Much of Mary’s success in the wound care field comes from her belief that getting patients invested in their own care is just as important, if not more so, than most other aspects of healing. “Without patient buy-in, you are dead in the water,” Mary says. “Sometimes it is necessary to bend the rules to gain patient cooperation. Choosing your battles carefully is the first step to gaining cooperation. Acknowledge that change is not easy; give credit for effort. Don’t dictate. Negotiate one issue at a time. Speak with the patient rather than to or at the patient. You might say, ‘We really need to get more protein into you so your body can build new tissue. What are some of your favorite foods?’ Discussing a variety of protein-rich foods and suggesting ways for caregivers to punch up the nutritional value in preferred foods — even candy bars — can make a big impact. Be sure to give the patient credit for any progress and change. If the patient is particularly rigid, you may get minimal cooperation, in which case you make the best of the situation (and document it). If patients remove their compression dressings as soon as they get home because now their shoes don’t fit and they are not willing to wear slippers, you may have to adapt the dressing to accommodate the shoe, if you can’t adapt the shoe. Sometimes, increasing the wound care frequency (and inconvenience of an office visit) is enough incentive to gain cooperation. Toe-to-knee compression may be indicated, but midfoot-to-knee may be all you will get. A partial intervention — if not harmful — is better than nothing, in my opinion. It may not exemplify best practice, but gentle compromise is preferable to patient discharge for noncompliance. This may lengthen treatment time, but sometimes experimentation sparks a new intervention.”

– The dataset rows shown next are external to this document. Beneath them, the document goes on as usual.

PR #2009, opened 2021-03-24
Attempt to pull from a custom cache of images

onetechnical:
## Summary

Docker Hub now limits the number of pulls against its repository for unauthenticated users. While we can login to Travis in job using secret variables, these are not available in forked repositories. As a result, PRs coming from forks that hit the docker pull limit will start failing. This is most notable in integration tests.

To work around this, we cache the images requested to our custom public repository that does not require authentication. This is not a good solution, but will help work around pulls in Travis for forked repositories for now. Bandwidth usage should be monitored, both from activity as well as for potential for abuse.

## Test Plan

See if integration tests can pull images.

### DIFF
--- a/scripts/release/test/util/test_package.sh
+++ b/scripts/release/test/util/test_package.sh
@@ -35,7 +35,7 @@ build_images () {
     # We'll use this simple tokenized Dockerfile.
     # https://serverfault.com/a/72511
     TOKENIZED=$(echo -e "\
-FROM {{OS}}\n\n\
+FROM public.ecr.aws/i3h3n7g0/{{OS}}\n\n\
 WORKDIR /root\n\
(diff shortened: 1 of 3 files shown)


algorandskiy:
weird, although 3.4.7 was released few hours ago.
```
Building wheel for cryptography (PEP 517): finished with status 'error'
8495
  error: can't find Rust compiler
```

They switched to Rust 1.41 quite long ago in 3.4.5
> 3.4.5 - 2021-02-13
Various improvements to type hints.
Lower the minimum supported Rust version (MSRV) to >=1.41.0. This change improves compatibility with system-provided Rust on several Linux distributions.

onetechnical:
Using the approach in #2012 instead.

Mary continues, “It is also critical the patient know he/she is the care team captain. Patients must understand that without their cooperation and participation in the plan of care, the goal changes from wound closure to maintenance and infection prevention. The patient is free to choose and is aware the decision will become part of the medical record. A clinician can’t force care on a patient, nor can we wave a magic wand and compensate for poor lifestyle choices. This discussion with the patient may be revisited whenever it is appropriate based on the situation at hand, but it must be nonconfrontational and nonjudgmental.”

Anyone who knows Mary’s spirit, humor, and straight-talking approach to life and provision of care can respect her management style. If her relationships with colleagues and other wound care professionals are any indication, she is forceful yet friendly, spunky yet sensitive, no-nonsense and knowledgeable — attributes that probably can convince even the most ornery patient to shape up and do what is necessary to heal and stay healthy. In her work, Mary gladly takes the role of advisor, offering the real person in charge — the patient — the information and guidance needed to achieve the best possible outcome. As the Irish redhead with the at-risk skin, Mary has used her heritage and experience to help guide her patients and her scope of practice.

This article was not subject to the Ostomy Wound Management peer-review process.